Notably, the AR index calculated in adipose tissues was lower in SAT of obese individuals compared to the normal-weight controls, which is opposite to this seen in serum and did not reflect the metabolic risk in obese subject. The possible explanation of finding is that adipose tissue is not the only source of resistin, therefore its serum levels are higher than those measured in adipose tissue. This hypothesis is consistent with observation that indeed, resistin is produced by tissues other that adipose tissue, including e.g. epithelium and skeletal muscles [8].

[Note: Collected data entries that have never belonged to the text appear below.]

PR #9158, opened 2020-10-06
CB-8982 Indefinitely long loop when deleting environment. When we fet…

topolyai5:
…ched the cluster definition, we checked the default templates but this step was unnecessary, because we should delete the user managed only.

### DIFF
--- a/core-api/src/main/java/com/sequenceiq/cloudbreak/api/endpoint/v4/clustertemplate/ClusterTemplateV4Endpoint.java
+++ b/core-api/src/main/java/com/sequenceiq/cloudbreak/api/endpoint/v4/clustertemplate/ClusterTemplateV4Endpoint.java
@@ -47,6 +47,13 @@ public interface ClusterTemplateV4Endpoint {
     ClusterTemplateViewV4Responses list(@PathParam("workspaceId") Long workspaceId);
 
     @GET
+    @Path("env/{environmentCrn}")
+    @Produces(MediaType.APPLICATION_JSON)
+    @ApiOperation(value = ClusterTemplateOpDescription.LIST_BY_ENV, produces = MediaType.APPLICATION_JSON,
+            notes = CLUSTER_TEMPLATE_NOTES, nickname = "listClusterTemplatesByEnv")
+    ClusterTemplateViewV4Responses listByEnv(@PathParam("workspaceId") Long workspaceId, @PathParam("environmentCrn") String environmentCrn);
+
+    @GET
     @Path("name/{name}")
     @Produces(MediaType.APPLICATION_JSON)
     @ApiOperation(value = ClusterTemplateOpDescription.GET_BY_NAME_IN_WORKSPACE, produces = MediaType.APPLICATION_JSON, notes = CLUSTER_TEMPLATE_NOTES,
--- a/core/src/main/java/com/sequenceiq/cloudbreak/controller/v4/ClusterTemplateV4Controller.java
+++ b/core/src/main/java/com/sequenceiq/cloudbreak/controller/v4/ClusterTemplateV4Controller.java
@@ -1,5 +1,6 @@
 package com.sequenceiq.cloudbreak.controller.v4;
 
+import static com.sequenceiq.cloudbreak.util.Benchmark.measure;
 import static java.util.stream.Collectors.toSet;
 
 import java.util.Objects;
@@ -31,15 +32,16 @@ import com.sequenceiq.cloudbreak.api.endpoint.v4.clustertemplate.responses.Clust
 import com.sequenceiq.cloudbreak.api.endpoint.v4.clustertemplate.responses.ClusterTemplateV4Responses;
 import com.sequenceiq.cloudbreak.api.endpoint.v4.clustertemplate.responses.ClusterTemplateViewV4Response;
 import com.sequenceiq.cloudbreak.api.endpoint.v4.clustertemplate.responses.ClusterTemplateViewV4Responses;
-import com.sequenceiq.cloudbreak.api.endpoint.v4.dto.NameOrCrn;
 import com.sequenceiq.cloudbreak.api.util.ConverterUtil;
 import com.sequenceiq.cloudbreak.auth.ThreadBasedUserCrnProvider;
 import com.sequenceiq.cloudbreak.common.exception.CloudbreakServiceException;
 import com.sequenceiq.cloudbreak.common.service.TransactionService;
 import com.sequenceiq.cloudbreak.common.service.TransactionService.TransactionExecutionException;
 import com.sequenceiq.cloudbreak.domain.stack.cluster.ClusterTemplate;
+import com.sequenceiq.cloudbreak.domain.stack.cluster.ClusterTemplateView;
 import com.sequenceiq.cloudbreak.service.blueprint.BlueprintService;
 import com.sequenceiq.cloudbreak.service.template.ClusterTemplateService;
+import com.sequenceiq.cloudbreak.service.template.ClusterTemplateViewService;
 import com.sequenceiq.cloudbreak.workspace.controller.WorkspaceEntityType;
 import com.sequenceiq.distrox.v1.distrox.service.EnvironmentServiceDecorator;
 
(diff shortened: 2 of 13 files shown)


core-api/src/main/java/com/sequenceiq/cloudbreak/api/endpoint/v4/clustertemplate/ClusterTemplateV4Endpoint.java
```diff
@@ -46,6 +46,13 @@
             nickname = "listClusterTemplatesByWorkspace")
     ClusterTemplateViewV4Responses list(@PathParam("workspaceId") Long workspaceId);
 
+    @GET
+    @Path("get_by_env")
+    @Produces(MediaType.APPLICATION_JSON)
+    @ApiOperation(value = ClusterTemplateOpDescription.LIST_BY_ENV, produces = MediaType.APPLICATION_JSON,
+            notes = CLUSTER_TEMPLATE_NOTES, nickname = "listClusterTemplatesByEnv")
+    ClusterTemplateViewV4Responses listByEnv(@PathParam("workspaceId") Long workspaceId, @QueryParam("environmentCrn") String environmentCrn);
```
gregito, line 54: why do we need to introduce another endpoint for this? the env crn is a query param which can be empty (seemingly). If this param would missing, tha call would go to the simple list endpoint (line 47).
IMO we shouldn't introduce this endpoint, we just need to extend the original list endpoint with this query param. since tha param itself is not a mandatory field, this endpoint extension shouldn't break the compatibility

core/src/main/java/com/sequenceiq/cloudbreak/controller/v4/ClusterTemplateV4Controller.java
```diff
@@ -139,9 +148,8 @@ public ClusterTemplateV4Responses deleteMultiple(Long workspaceId, @ResourceName
         if (Objects.nonNull(names) && !names.isEmpty()) {
             clusterTemplates = clusterTemplateService.deleteMultiple(names, workspaceId);
         } else {
-            NameOrCrn environmentNameOrCrn = NameOrCrn.ofCrn(environmentCrn);
             Set<String> namesByEnv = clusterTemplateService
-                    .findAllByEnvironment(environmentNameOrCrn)
+                    .findAllByEnvironment(environmentCrn)
```
gregito, line 152: if you remove the input-independent solution (the usage of the NameOrCrn object) then please remove the unused environmentName arg also from the method arguments

core-api/src/main/java/com/sequenceiq/cloudbreak/api/endpoint/v4/clustertemplate/ClusterTemplateV4Endpoint.java
horadla23: I asked Gergo to do that, since original endpoint is for listing in account and this is for listing by env and these are conpletely different from authorization point of view, also this endpoint will called by env service only so it is an internal call right now (later it is possible to authorize it for an env)

core/src/main/java/com/sequenceiq/cloudbreak/controller/v4/ClusterTemplateV4Controller.java
topolyai5: Yes, it could be valid, but:
* only one place where this is called: `ClusterTemplateV4Controller.deleteMultiple -> ClusterTemplateService.findAllByEnvironment -> and call this function`
* if you see the deleteMultiple function, we never use the `name`:
```
NameOrCrn environmentNameOrCrn = NameOrCrn.ofCrn(environmentCrn);
Set<String> namesByEnv = clusterTemplateService
        .findAllByEnvironment(environmentNameOrCrn)
        .stream()
        .map(ClusterTemplate::getName)
        .collect(toSet());
```
* and this chain references causes this:
   `env service call multiple delete with crn -> we fetch the detailed env with this crn -> and use the name and crn to log` , does not look good.

I think nobody call with name because of last change about there January 2020.

core-api/src/main/java/com/sequenceiq/cloudbreak/api/endpoint/v4/clustertemplate/ClusterTemplateV4Endpoint.java
gregito: I see, but the original endpoint could work in both ways whether the env crn is given or not. If we'd like to follow your mentioned thought about exposing this new endpoint in a "public" way somewhere in the future, this exact same question could emerge again (namely: why do we have two endpoints for a seemingly quite identical behavior). And at that point, we may have to deprecate this endpoint which comes with the concern of breaking something that uses this endpoint (but we don't know about it, because it may be some experience or other embedding service).

Back to the AuthZ. What - component - decides that this given endpoint is an internal or an "external" endpoint?
I mean if the internal kind of behavior means only that we have to implement its mechanism in a different way one (or more) layer lower, I think my suggestion could have more weight.
If the decision of which service can call this - new - endpoint and which can't is in another component's hand then I have nothing to say here, it is fine to me.
This section is partly because most likely your general knowledge around our AuthN/AuthZ is much deeper than mine.

I would like to include more people into this if you don't mind to have/obtain a more diverse opinion.

topolyai5: yes you are right, but we need this because of the authorization. Please talk with @horadla23

core/src/main/java/com/sequenceiq/cloudbreak/controller/v4/ClusterTemplateV4Controller.java
gregito: I have nothing against removing the usage of NameOrCrn from this method, my comment just pointed to the fact that we shouldn't let unused method arguments as we do in this case after this change

core-api/src/main/java/com/sequenceiq/cloudbreak/api/endpoint/v4/clustertemplate/ClusterTemplateV4Endpoint.java
gregito: @doktoric , @biharitomi , @daszabo could you please take a look at the abovementioned topic(s) and leave some opinion about it? thanks guys!

horadla23: ok so my point here is that even both of them are identical from developer/code point of view but it is different from user point of view. Original list gives all templates in the account/tenant, this new one gives them back by an environment . This is different from customer point of view and since we are authorizing calls on api, it is completely different from authz point of view. one of them should be authorized based on account and this new one should be authorized on env level. we had so much pain caused by these mixed endpoints during implementation of authorization so we should avoid mixing these slightly different calls into 1 method.

you can check readme of authorization-common module about this topic and also we will hold a demo about it.

we can involve team into this discussion of course.

(so this is not about that we need to differentiate them because one of them is internal, rather it is about api design which considers different kind of authorizations)

biharitomi: what if the env crn would be as a path param? Would it be feasible for both side? 😄  @horadla23 @gregito cc: @topolyai5 
Of course this endpoint's responses would be the subset of the list by tenant, but I think it is more acceptable this way.

gregito: using the crn as a path param would emphasize the difference between two endpoints thus this approach would be more acceptable to me 👍🏻

doktoric: I am also fine with an optional path param. One more thing If we add this ned function probably @andrasfelfoldi and @zoltanzseli can use this in case of DH creation page. This is a kind of optimization.

topolyai5: I don't support the env crn in the path, because we want to filter instead of separate the resource by env. I think the best solution an optional param on the list operation but this is a problem for authz team.

horadla23: if UI will use this, then that is one more reason to think about how UI will use it and how we will authorize this.

doktoric (approved):

doktoric:
restest this please

doktoric:
retest this please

Additionally, in obesity we observed a negative correlations between the adiponectin protein level in SAT and (i) adipose tissue content and (ii) triglyceride serum level, and a positive correlation with HDL serum concentrations. In case of resistin, we found a positive correlation between its protein level in VAT and low density lipoprotein (LDL) serum level in obese subjects. This is in line with previous data describing involvement of these adipokines in human pathology [3, 7, 14, 31, 35, 36].

Possible limitations of this study include a relatively small number of studied samples [37], although it exceeds the number of samples analyzed in previous studies regarding the expression of adiponectin [20, 32,33,34,35] and resistin [18, 19, 32] in human adipose tissue. In addition, in order to assure homogeneity of the studied group, we investigated only patients with class III obesity, while analysis of A/R balance in groups of obese patients with lower BMI could provide additional information regarding evolution of this parameter in subsequent classes of obesity.

Conclusions

In conclusion, we studied the adiponectin/resistin balance in serum and in different adipose tissue depots in the obese and normal-weight subjects. We found that ADIPOQ and RETN mRNA levels did not correlate with adiponectin and resistin protein concentrations in adipose tissues originating from both obese and normal-weight subjects, suggesting a role for posttranscriptional mechanisms in the regulation of the amount of these two proteins. We also showed that obesity affects synthesis of adiponectin and resistin mainly in SAT. Finally, we found that the AR index based on measurements performed in the adipose tissues has a different prognostic value compared to the AR index in serum and does not reflect a metabolic risk in obese individuals.